It’s hardly surprising that most good winemakers are out of touch with popular opinion. Their balance sheets no doubt demonstrate that the public’s interest in natural wines has increased, but beyond that, little is understood about what exactly pleases a regular person. As far as we are concerned, it’s better this way. In all fields of artistic practice, practitioners have their own rules, rites of passage, and criteria for evaluating one another’s work; they also have their own heroes. One of the most interesting things to ask a winemaker is the seemingly mundane question of what they drink when the tourists aren’t around. This is how we learned about Simon Busser, whose bottles kept showing up on the tables of our favorite vignerons.  

Simon Busser

Along a meandering stretch of the Lot river outside Cahors, Simon farms around 5 hectares of Côt, Merlot and Chenin Blanc inherited from his father, along with a sprinkling of Trousseau and Savignin brought from friends in the Jura. Equidistant from the Mediterranean sun and the rainy Atlantic of France, Cahors is a region known for earthy and powerful red wines designed for the table. Practicing organic viticulture with a horse-drawn plough and zero-additive winemaking since 2008, Simon describes his style as “traditional” and “non-technical.” 

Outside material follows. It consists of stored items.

PR #807, opened 2019-04-25
Direct Upload to S3 using AWS S3 SDK

gshaw1997:
This PR removes dropzone and replaces file uploads via CLARK service with direct uploads to S3 using the client AWS S3 SDK.

**Notable changes**
- Complete Removal of Dropzone
- Usage of drag and drop / File API for processing folder and file uploads
- Uploads using S3 SDK 
- AWS Resource credential management using Cognito
- Token payload update. See https://github.com/Cyber4All/user-service/pull/137
- Simplified upload progress indicator.

**UI Changes**
- Upload progress indicator
Screenshot from 2019-04-24 20-05-21
Screenshot from 2019-04-24 20-06-00

**WIP**
- Implement sliding window for processing uploads from queue to avoid browser locking. :heavy_check_mark: 
- Potentially implement user triggered upload retries? @Cyber4All/developers  I would like thoughts on implementing this feature? Do we want to go this route/ should this feature go into this PR? :question: 

**Update WIP**
- Implement queue based processing of requests to add file meta. Sending 1000+ `FileMeta` in a single request causes service error out and not save metadata. :heavy_check_mark:


src/app/onion/learning-object-builder/components/content-upload/app/services/file-management.service.ts
```diff
@@ -0,0 +1,234 @@
...
+        IdentityId,
+        Logins
+      },
+      { region: environment.cognitoRegion }
+    );
+    this.S3 = new AWS.S3({ region: environment.s3BucketRegion });
+  }
+
+  /**
+   * Sends learning object ID and file name to API for deletion.
```
DonSeannelly: I'm assuming that the service handles the file deletion still. Maybe now that we have a mix of client and server accessing S3, the JSDoc could specify that this is what happens, and so we don't need to manually connect to S3 for this.

src/app/onion/learning-object-builder/components/content-upload/app/upload/upload.component.html
```diff
@@ -2,54 +2,97 @@
...
+        class="slide slide1"
+        (dragenter)="dragenter($event)"
+        (dragover)="dragover($event)"
+        (drop)="handleDrop($event)"
+      >
         <div *ngIf="solutionUpload" class="solutions-warning">
-          Note: While the upload of solution files are not prohibited, they won't be included during a learning
-          object's download.
+          Note: While the upload of solution files are not prohibited, they
+          won't be included during a learning object's download.
```
DonSeannelly: For consistency, we're trying to make sure that "Learning Object" is capitalized throughout the UI:

```suggestion
          won't be included during a Learning Object's download.
```

src/app/core/auth.service.ts
```diff
@@ -22,10 +22,21 @@ export enum AUTH_GROUP {
   ADMIN
 }
 
+export interface Tokens {
```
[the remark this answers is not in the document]
gshaw1997: Yes, this is the login response. Wasn't set on naming, but went with `Tokens` because it matched the resource being created on login and registration and being requested during refresh.

src/app/onion/learning-object-builder/components/content-upload/app/services/file-management.service.ts
```diff
@@ -0,0 +1,234 @@
...
+          }
+          remainingUploads--;
+          if (remainingUploads === 0) {
+            uploadUpdate$.next({
+              type: 'queueComplete',
+              data: { successful, failed }
+            });
+          }
+        }
+      ).on('httpUploadProgress', evt => {
```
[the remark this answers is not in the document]
gshaw1997: Errors are tracked in the callback. The only listener the API exposes is this `httpUploadProgress` event.

gshaw1997:
> A few changes and questions noted here.
> 
> **In reference to the WIP comments:**
> Does the browser just lock, or fail? If it is only lockup, I'd like to implement the window in a new PR, to reduce load on reviewers.
> 
> I think the retries are a nice to have, since we don't implement that now. Let's log a feature request and figure out where that will fit in our priorities.

**Browser Lock**

gshaw1997:
Requesting a review from all @Cyber4All/developers to test uploads when you all get a chance. Thank you!

src/app/onion/learning-object-builder/components/content-upload/app/upload/upload.component.ts
```diff
@@ -455,24 +455,32 @@ export class UploadComponent implements OnInit, AfterViewInit, OnDestroy {
...
-      .subscribe(update => this.handleUploadUpdates(update));
+    try {
+      this.fileManager
+        .upload(this.bucketUploadPath, files)
+        .subscribe(update => this.handleUploadUpdates(update));
+    } catch (e) {
+      if (e.name === UploadErrorReason.Credentials) {
+        this.handleCredentialsError();
+      } else {
+        this.error$.next('Unable to upload files at this time.');
```
DonSeannelly: Is this a user-facing error? If so, we should clearly have a subject in the sentence to make sure that it is clear **we** are unable to upload files and the user should try again later.

src/app/onion/learning-object-builder/components/content-upload/app/upload/upload.component.ts
```diff
@@ -594,19 +602,21 @@ export class UploadComponent implements OnInit, AfterViewInit, OnDestroy {
...
+    if (update.error.name === UploadErrorReason.Credentials) {
+      this.handleCredentialsError();
     } else {
       const index = this.uploadQueueMap[update.data.fullPath];
       this.uploadQueue[index].success = false;
     }
   }
 
+  private handleCredentialsError() {
+    this.error$.next(`Cannot upload files at this time. Invalid credentials.`);
```
DonSeannelly: What action should the user take at this point?

src/app/onion/learning-object-builder/components/content-upload/app/upload/upload.component.ts
```diff
@@ -594,19 +602,21 @@ export class UploadComponent implements OnInit, AfterViewInit, OnDestroy {
...
+    const s = this.uploadQueue.filter(file => !file.success);
+    // TODO: Fetch new credentials and attempt retry?
```
DonSeannelly: Is there a plan to implement this TODO?

src/app/core/auth.service.ts
```diff
@@ -49,19 +55,71 @@ export class AuthService {
...
-      this.validate().then(
-        _ => {
-          this.changeStatus(true);
-        },
-        _ => {
-          this.cookies.remove('presence');
-          this.changeStatus(false);
-        }
-      );
+      this.validate();
```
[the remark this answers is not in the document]
gshaw1997: All logic is handled inside of the `validate` function now instead of the class's constructor

src/app/core/auth.service.ts
```diff
@@ -49,19 +55,71 @@ export class AuthService {
...
+
+  /**
+   * Unset session related data
+   *
+   * @private
+   * @memberof AuthService
+   */
+  private endSession() {
+    this.user = undefined;
+    this.openIdToken = null;
```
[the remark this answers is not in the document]
gshaw1997: user being set to undefined was old code that was copied and not updated. I'll update it here.

src/app/core/auth.service.ts
```diff
@@ -166,18 +224,19 @@ export class AuthService {
...
           catchError(this.handleError)
         )
         .toPromise();
-      this.user = response.user as AuthUser;
-      this.openIdToken = response.openId;
+      this.user = response;
+      this.changeStatus(true);
       this.assignUserToGroup();
     } catch (error) {
+      this.endSession();
```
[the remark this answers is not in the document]
gshaw1997: Yes that is correct

src/app/onion/learning-object-builder/components/content-upload/app/upload/file-upload-status/file-upload-status.component.scss
```diff
@@ -1,29 +1,92 @@
...
+
+clark-progress {
+  z-index: 2;
+  height: auto;
+  &.completed {
+    height: 0;
+    opacity: 0;
+  }
+}
+:host::ng-deep clark-progress {
```
nrwinner: Is there any better way to do this? `::ng-deep` scares me a little bit

src/app/onion/learning-object-builder/components/content-upload/app/upload/upload.component.html
```diff
@@ -2,54 +2,98 @@
...
       <div class="uploader-content">
         <div class="uploader-icon">
-          <i class='far fa-arrow-up'></i>
+          <i class="far fa-arrow-up"></i>
         </div>
         <div class="uploader-text">
           <div>Drop files and folders here</div>
-          to add them to {{ (!openPath) ? 'your learning object' : '\'' + openPath + '\''}}!
+          to add them to
+          {{ !openPath ? 'your learning object' : "'" + openPath + "'" }}!
```
nrwinner: Awesome!

nrwinner:
> The code here looks good. After playing around with this branch locally, I did notice a few things:
> 
> 1. If a network error occurs during upload, the modal kicks the user back to the dashboard even if the close the modal instead of clicking the button. Does this workflow make sense? Or would it be better to let them stay on the current page and fix their connection?
> 2. Very odd issue here. If I click the upload button, and select to upload a file, I get the system dialog to pop up - this is normal. However, if I double click a file in the dialog it breaks all file API functionality and kicks my CPU into high gear. The UI is still responsive for the application, but clicking the list items from the upload button and drag/drop to the browser do nothing (this is on MacOS)

I can't reproduce this @DonSeannelly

For Simon, traditional refers to a combination of ripe grapes, significant extraction, and then elevage in large wood or concrete vessels—a style that he learned from his father and neighbors in Praysac. Non-technical, though we often hear it invoked by winemakers, has a bit more complicated, quasi-paradoxical meaning. As in cooking where simple dishes with few ingredients—imagine an omelette, a sole meunière, cacio e pepe— require more rigorous practice and attention to detail than food made with tweezers, so in winemaking it is often more difficult to naturally vinify a traditional red than a cloudy pet-nat or an aromatic amber wine. It’s no wonder that most good chefs are more likely to have a steak frites on their night off than the newest tasting menu in town. In the present climate, where irony is often celebrated more than sincerity, it takes a good deal of nerve to do something simple and do it well, without yelling about it. In our view, Simon’s approach to winemaking will never go out of style because, like a good bistro, its objective is to nourish and bring people together at a table.